While this is a part of your customer’s journey that is largely outside your direct control, setting clear expectations and effective communication with your shipping partner will definitely help.
In the same way you can notify internal teams about product issues, you can notify your external partners, too. With some custom configuration, you could add additional information, like the tracking number, directly into the email to help the carrier quickly investigate the issue.
By the time your agent is handling the conversation, they might have the response from the carrier already available. Ticket resolution time and time spent by agents will both improve, with positive impacts on customer experience.
The future of help desk automation
The automation examples described above can be implemented in most modern help desks that provide a way to configure and trigger business rules based on a list of words found in the issue description.

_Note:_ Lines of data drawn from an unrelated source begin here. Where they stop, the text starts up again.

PR #5947, opened 2024-04-09
[WFCORE-6755] Move the org.wildfly.security:wildfly-elytron-dynamic-ssl artifact into its own module

Skyllarr:
https://issues.redhat.com/browse/WFCORE-6755


yersan:
Hello @Skyllarr , we need a WFLY Jira/PR in place to fix the layers test case in WildFly. We can merge this WFCORE PR as the latest PR for this release, but we need the Jira/PR to run manually the integration Job.

An alternative is to hack the WidlFly LayersTestCase to ignore this specific layer, and then remove the hack once Core is bumped on WildFly

Skyllarr:
> Hello @Skyllarr , we need a WFLY Jira/PR in place to fix the layers test case in WildFly. We can merge this WFCORE PR as the latest PR for this release, but we need the Jira/PR to run manually the integration Job.
> 
> An alternative is to hack the WidlFly LayersTestCase to ignore this specific layer, and then remove the hack once Core is bumped on WildFly

Thanks @yersan , I've created https://issues.redhat.com/browse/WFLY-19223 and I'm working on fixing the test

yersan:
Integration Jobs:

https://ci.wildfly.org/buildConfiguration/WF_WildFlyCoreIntegrationExperiments/429188 (Galleon Integration)
https://ci.wildfly.org/buildConfiguration/WF_WildFlyCoreIntegrationExperiments/429204 (WildFly Preview Integration JDK 17)

core-feature-pack/common/src/main/resources/modules/system/layers/base/org/wildfly/security/elytron-dynamic-ssl/main/module.xml
```diff
@@ -0,0 +1,25 @@
...
+
+<!--
+  ~ Copyright The WildFly Authors
+  ~ SPDX-License-Identifier: Apache-2.0
+  -->
+<module xmlns="urn:jboss:module:1.9" name="org.wildfly.security.elytron-dynamic-ssl">
+
+    <properties>
+        <property name="jboss.api" value="private"/>
+    </properties>
```
yersan, line 11: This module is for community stability level, so it requires jboss.stability=community property here. Otherwise, it will take the default stability

testsuite/layers/src/test/java/org/jboss/as/test/layers/LayersTestCase.java
```diff
@@ -26,6 +26,7 @@ public class LayersTestCase {
         // No patching modules in layers
         "org.jboss.as.patching",
         "org.jboss.as.patching.cli",
+        "org.wildfly.security.elytron-dynamic-ssl"
```
yersan, line 29: If the intention is to leave the usage of this module when the server is trimmed including the Elytron layer, this change could be fine but we need to add a comment above it explaining the reason why this module is not provided when using layers. 

I have doubts we want that, it looks like the intention could be to also provide the capabilities of the dynamic SSL context even when we are using the Elytron layer. If that's the case, I guess you have to register the module with https://github.com/wildfly/wildfly-core/blob/d5456e9f7565513984b539ba494f9805863a36c6/controller/src/main/java/org/jboss/as/controller/ResourceDefinition.java#L127, which in turns should be invoked depending on the current Stability level

yersan (changes requested):
@Skyllarr The integration test failed, if we really don't want to provision this module when we are trimming the server, the fix in WildFly Full should be to add it at https://github.com/wildfly/wildfly/blob/a53eba00bde46400befd053c4a104e7107da0071/testsuite/shared/src/main/java/org/jboss/as/test/shared/LayersTestBase.java#L45 instead.

But I have doubts whether this is want we want to do, I would expect this feature also when we are trimming the server but we are including the Elytron layer

testsuite/layers/src/test/java/org/jboss/as/test/layers/LayersTestCase.java
yersan: > should be invoked depending on the current Stability level

or as a different way to see it, be invoked when the management resource associated with this Elytron Dynamic SSL is being registered, which I would assume is registered for community only stability level

Skyllarr: @yersan  yes, this module should be provided when using elytron layer and the community stability. I'll fix this, thank you!

Skyllarr:
@yersan I've addressed your feedback. I closed the affiliated wildfly PR since these latest changes do not introduce a failure in wildfly testsuite. Thank you!

Skyllarr:
@darranl / @fjuma Please review, thanks!

yersan (approved):
LGTM, Integration full failure is unrelated. @fjuma / @darranl please review when you have a chance, thanks. I'll wait for any of your approvals before going with this.

elytron/src/main/java/org/wildfly/extension/elytron/DynamicSSLContextHelper.java
```diff
@@ -0,0 +1,34 @@
...
+class DynamicSSLContextHelper {
+
+    /**
+     * Get DynamicSSLContext instance from the provided authentication context
+     * @param authenticationContext authentication context to use with the DynamicSSLContext
+     * @return DynamicSSLContext instance
+     */
+    static SSLContext getDynamicSSLContextInstance(AuthenticationContext authenticationContext) {
+        try {
+            return new DynamicSSLContext(new DynamicSSLContextImpl(authenticationContext));
```
darranl, line 29: How about if they provision at the Default stability level but then try and run at community level - do we need to handle an error for when the module does not exist?

Skyllarr: @darranl Hm maybe I can use Class.forName instead of imports, and catch the ClassNotFoundException if that sounds good?

yersan: Would `getDynamicSSLContextInstance` get invoked if the dynamic SSL resource management resource is not registered?

elytron/src/main/java/org/wildfly/extension/elytron/ElytronDefinition.java
```diff
@@ -363,7 +363,7 @@ protected void revertUpdateToRuntime(OperationContext context, ModelNode operati
 
     @Override
     public void registerAdditionalRuntimePackages(ManagementResourceRegistration resourceRegistration) {
-        resourceRegistration.registerAdditionalRuntimePackages(RuntimePackageDependency.required("org.wildfly.security.elytron"));
+        resourceRegistration.registerAdditionalRuntimePackages(RuntimePackageDependency.required("org.wildfly.security.elytron"), RuntimePackageDependency.required("org.wildfly.security.elytron-dynamic-ssl"));
```
yersan, line 366: I missed that one, `RuntimePackageDependency.required` is not capability aware, so it is going to require the "org.wildfly.security.elytron-dynamic-ssl" when we are running in a higher level capability than community, e.g default.

Should register this module conditionally based on the current capability level where this module is needed. 
We could evolve the RuntimePackageDependency.required() to accept a Stability level and implement the dynamic check on that method, but that is out of the scope of this PR

yersan (changes requested):

elytron/src/main/java/org/wildfly/extension/elytron/DynamicSSLContextHelper.java
yersan: My understanding is this method won't be called when you are running on `default` since this is supplied by the add handler that provides the Dynamic SSL context, but that handler will never be used because the resource won't be available on a lower stability level.

Skyllarr: @yersan That was my original understanding as well. That the class DynamicSSLContextHelper would not be loaded if dynamic SSL resource is not registered... but was not completely sure

elytron/src/main/java/org/wildfly/extension/elytron/ElytronDefinition.java
Skyllarr: @yersan I fixed this with:

```
if (resourceRegistration.getStability().enables(Stability.COMMUNITY)) {
            resourceRegistration.registerAdditionalRuntimePackages(RuntimePackageDependency.required("org.wildfly.security.elytron-dynamic-ssl"));
 }
```

Thank you!

yersan: More on this, since it has been discussed also in Zulip: https://wildfly.zulipchat.com/#narrow/stream/174184-wildfly-developers/topic/Disable.20Specific.20Stability.20Levels.20at.20Provisioning.20Time

As originally mentioned at https://github.com/wildfly/wildfly-core/pull/5947#discussion_r1560868361, the requirement for this module should be done when the  Dynamic SSL resource is being added. That will remove the Stability level conditional check, since the Dynamic SSL resource will be only added when the server is launched at `community` level or lower levels.

elytron/src/main/java/org/wildfly/extension/elytron/DynamicSSLContextHelper.java
darranl: FYI there is a thread in Zulip with some more context but the general scenario is, what happens when a user provisions a server at the default stability level but then runs at the community level and tries to use this resource:

https://wildfly.zulipchat.com/#narrow/stream/174184-wildfly-developers/topic/Disable.20Specific.20Stability.20Levels.20at.20Provisioning.20Time/near/432858502

core-feature-pack/common/src/main/resources/modules/system/layers/base/org/wildfly/security/elytron-base/main/module.xml
```diff
@@ -112,5 +111,6 @@
         modules use the parser, they need to have visibility to this module.
         -->
         <module name="org.wildfly.client.config" export="true"/>
+        <module name="org.wildfly.security.elytron-dynamic-ssl" export="true" optional="true"/>
```
darranl, line 114: I am considering if this should not be here.

Maybe the subsystem should have it's own dependency on this new module specified and then in a deployment unit processor associate it with the deployment if running at community level or less.

elytron/src/main/java/org/wildfly/extension/elytron/ElytronDefinition.java
darranl: I think there is still more discussion to go - I think we are nearing the point the module is unlikely to be provisioned at all unless the provisioned configuration contains a definition of the resource but that is not what we are trying to achieve.

yersan: In any case, @Skyllarr notice that what you are checking there is if the resourceRegistration enables the `community` stability. That's not what we would need to check, we would need to check whether the resourceRegistration enables the current stability where the server is running at runtime.

So, if you launch your server with `default` stability, your additional package won't be required to be registered.

yersan: In any case, as discussed in Zulip, we should avoid this check and move the additional package registration to the child resource that requires it.

fjuma:
> There are 2 options that can be configured in galleon: `config-stability-level` and `package-stability-level` ( https://github.com/wildfly/wildfly-proposals/pull/555/files ) . From reading it seems to me that when `package-stability-level` option is configured to be `community` then the module is not provisioned / not written to disk when we provision for `default`, because it would contain `<property name="jboss.stability" value="community"/>` stability? But I am not sure about this at all and this has to be investigated more.
> 
> @fjuma @darranl @yersan Do you all agree to move this issue to the WF33 cycle? The added classes in elytron are private API, and changes in code in WF are internal. This small package might be included in installation when it should not be, but that might not be a blocker for this release

Yes, I'm ok with having this done for WildFly 33 instead. Thanks!

Skyllarr:
Thank you @yersan , I will work on the changes you mentioned in https://github.com/wildfly/wildfly-core/pull/5947#discussion_r1565387696 . 

Since this PR will require more discussion and review, we should skip this PR for this release, see comment from @fjuma above. It will be worked on in the WF33 cycle

yersan:
@Skyllarr there are still chances to get this one in for the current release since we are still waiting for others, but I am also OK with having this done for WildFly 33. I have no strong opinions against that.

@darranl would you share your feedback here? If you agree, we can downgrade the priority and see if it gets done before the release.

darranl:
If we have a couple more days and it is possible to conclude this I think it is fine to go in but I know this is also a busy week, if we are happy we have covered the scenarios no reason not to merge but if we are still testing etc lets not force it through.

Skyllarr:
> Downgrade the priority and see if it gets done before the release.

@yersan yes this approach sounds good! I will work on required changes and we'll see if it's done in time, but as I'm not that familiar with provisioning etc. it might take me some time to update this PR

elytron/src/main/java/org/wildfly/extension/elytron/ElytronDefinition.java
```diff
@@ -364,6 +365,9 @@ protected void revertUpdateToRuntime(OperationContext context, ModelNode operati
     @Override
     public void registerAdditionalRuntimePackages(ManagementResourceRegistration resourceRegistration) {
         resourceRegistration.registerAdditionalRuntimePackages(RuntimePackageDependency.required("org.wildfly.security.elytron"));
+        if (resourceRegistration.getStability().enables(Stability.COMMUNITY)) {
+            resourceRegistration.registerAdditionalRuntimePackages(RuntimePackageDependency.required("org.wildfly.security.elytron-dynamic-ssl"));
+        }
```
bstansberry, line 370: @Skyllarr Why is this here? This seems like something the ResourceDefinition returned from SSLDefinitions.getDynamicClientSSLContextDefinition() should handle. And there'd be no conditional logic as the availability of that ResourceDefinition is already conditional on the stability setting.

@jfdenise I think we should discuss this in zulip, not here, but I'm interested in your opinion re this kind of logic in the general sense, i.e. in cases where the relevant RD is always present but the need for a particular additional runtime package depends on the stability level. I *think* it's ok. The module would only be depended upon optionally, so something is needed to tell Galleon to provision it. We don't want to always tell Galleon to provision it, because the module.xml will have a stability setting, and if we always tell Galleon to provision it in RD. registerAdditionalRuntimePackages, but then the module.xml indicates that Galleon should not provision it, we have a conflict.

bstansberry:
@Skyllarr @yersan I think on Wednesday we should move this to WF 33, i.e. change the JIRA and switch the 24.x label on this PR to 25.x. But leave it as a blocker.

I think there are still things to discuss about it and I agree the presence of this jar on the system is not a blocker, as it's not usable except via the community-stability ResourceDefinition.

elytron/src/main/java/org/wildfly/extension/elytron/ElytronDefinition.java
Skyllarr: Thanks @yersan , I've moved the module registration  to the `registerAdditionalRuntimePackages` method when registering dynamic ssl context

elytron/src/main/java/org/wildfly/extension/elytron/ElytronDefinition.java
Skyllarr: @bstansberry Thanks, I moved the package registration to the registerAdditionalRuntimePackages method so it is registered when getDynamicClientSSLContextDefinition is invoked

core-feature-pack/common/src/main/resources/modules/system/layers/base/org/wildfly/security/elytron-base/main/module.xml
Skyllarr: CC @jfdenise , what do you think about this module registration? It should be provisioned only when provisioning with COMMUNITY stability

yersan (commented):
In my opinion, this is completed, although we are waiting for https://issues.redhat.com/browse/WFCORE-6805 to do more testing and see if the approach is the correct one. We are waiting to have the ability to limit the available stability levels based on the provisioning stability level

yersan:
> In my opinion, this is completed, although we are waiting for https://issues.redhat.com/browse/WFCORE-6805 to do more testing and see if the approach is the correct one. We are waiting to have the ability to limit the available stability levels based on the provisioning stability level

Well, current failures on integration tests are not expected, so it still requires investigation into what is causing them.

Skyllarr:
> In my opinion, this is completed, although we are waiting for https://issues.redhat.com/browse/WFCORE-6805 to do more testing and see if the approach is the correct one. We are waiting to have the ability to limit the available stability levels based on the provisioning stability level

I see, thanks @yersan ! I will look into the  integration tests failures

Skyllarr:
> > In my opinion, this is completed, although we are waiting for https://issues.redhat.com/browse/WFCORE-6805 to do more testing and see if the approach is the correct one. We are waiting to have the ability to limit the available stability levels based on the provisioning stability level
> 
> Well, current failures on integration tests are not expected, so it still requires investigation into what is causing them.

@yersan  This PR should solve the issues with LayersTestCase https://github.com/wildfly/wildfly/pull/17862 , locally it works for me

yersan:
@Skyllarr There is a relevant error on the "Galleon Linux - JDK 11 (Pull Request)" Job:

```
java.lang.AssertionError: Some expected modules have not been provisioned in test-all-layers: org.wildfly.security.elytron-dynamic-ssl
  at org.jboss.as.test.layers.LayersTest.testLayersModuleUse(LayersTest.java:172)
  at org.jboss.as.test.layers.LayersTestCase.testLayersModuleUse(LayersTestCase.java:111)
  at java.base/jdk.internal.reflect.NativeMethodAccessorImpl.invoke0(Native Method)
  at java.base/jdk.internal.reflect.NativeMethodAccessorImpl.invoke(NativeMethodAccessorImpl.java:62)
  at java.base/jdk.internal.reflect.DelegatingMethodAccessorImpl.invoke(DelegatingMethodAccessorImpl.java:43)
  at java.base/java.lang.reflect.Method.invoke(Method.java:566)
```

I don't know exactly what is causing that, but the problem seems to be that `elytron` galleon layer is not provisioning the `org.wildfly.security.elytron-dynamic-ssl`

I've just taken a look but I don't see the root cause, since Elytron subsystem is advertising to Galleon the requirement of this package at https://github.com/wildfly/wildfly-core/pull/5947/files#diff-263be4d2ab5108fc2de76f44766487703d2444e7bcc70bac0aaa4be6a27a9089R114

@jfdenise Could you shed some light on this?

I've just done a quick test and, although the relevant package is correctly advertised with `resourceRegistration.registerAdditionalRuntimePackages(RuntimePackageDependency.required(dependencyPackageName))`, the expected set of provisioned packages for the Elytron galleon layer does not includes the `org.wildfly.security.elytron-dynamic-ssl` package name.

What we are missing here?

yersan:
@jfdenise a friendly reminder, do you have any points about why Galleon does not provision the advertised package?

yersan:
Hello @jfdenise this is still a blocker for us, could you provide your feedback about why Galleon is not working as we expect for this case? I am not sure if we are missing something here.

yersan:
@bstansberry

> Is the resource part of the elytron subsystem configuration provided by the 'elytron' layer? Or, less likely, some other layer included in the test-all-layers set?

The resource is just a subresource of the standard Elytron subsystem, however, it is distributed via an optional module, which, in turn, is never provisioned by any other Galleon Layer.

> The resourceRegistration.registerAdditionalRuntimePackages stuff is only relevant if the resource is part of the configuration. It doesn't tell Galleon to provision things that are not in the configuration just in case they user might want to add them later.

Ok, thanks for clarifying it. Now I understand the issue is that since not configured by the Elytron subsystem when it is provisioned as a Galleon layer, then the source code will never advertise it requires such a package.

However, this subresource does not require any Elytron subsystem configuration, so, I don't know how it can be added to the Elytron layer as an empty feature.

I can only think of adding it as a required package for the Elytron layer at:

https://github.com/wildfly/wildfly-core/blob/bb0806bacc370a49141f0c9cd9be4fb12066a0bb/core-feature-pack/galleon-common/src/main/resources/layers/standalone/elytron/layer-spec.xml#L16-L20

But not sure if that is the correct approach. It fixes the problem, since it makes it provisioned always when Elytron is configured. but not sure if that is the approach or even if we add it there, whether we would still need the resourceRegistration.registerAdditionalRuntimePackages stuff

darranl:
I think to invert some of the discussions the two times we would expect that this module is NOT provisioned are:

 - provisioning a server that does not contain the elytron extension
 - provisioning a server that only supports default stability level

In all other cases this module should be present in the installation

yersan:
Superseded by #6066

However, depending on the kind of language your customers use, you might find there are many different ways a customer can describe the same problem.
This is one of the features of human language and a challenge that AI developers are trying to solve using machine learning applied to customer service. Rather than using keyword rules, an AI algorithm looks for patterns (or commonalities) in past examples to understand what the customer is asking for.
As a rule of thumb, use simple rules whenever the words your customers use to describe an issue are unambiguously linked to that issue and rarely mentioned in other contexts.
For example, when customers are complaining about damaged products, they may use words such as "damage," “defect,” or “flaw,” which are less likely to be used in other situations. An issue description containing any of these words is probably referring to a product being damaged (in the ecommerce context).
On the other hand, a word like "stop" can be used in different contexts: “Please stop this item from being delivered” (cancel my order) or “Please stop ignoring my email” (respond more quickly). Using the word “stop” as a simple rule to detect cancellation requests would trigger too many false positives.
In this case, an AI-driven approach may be more effective at automatically categorizing the issue correctly.
Customer service automation, when done in a customer-centric manner, can bring great benefits to your customers and your team without losing your brand voice or human touch.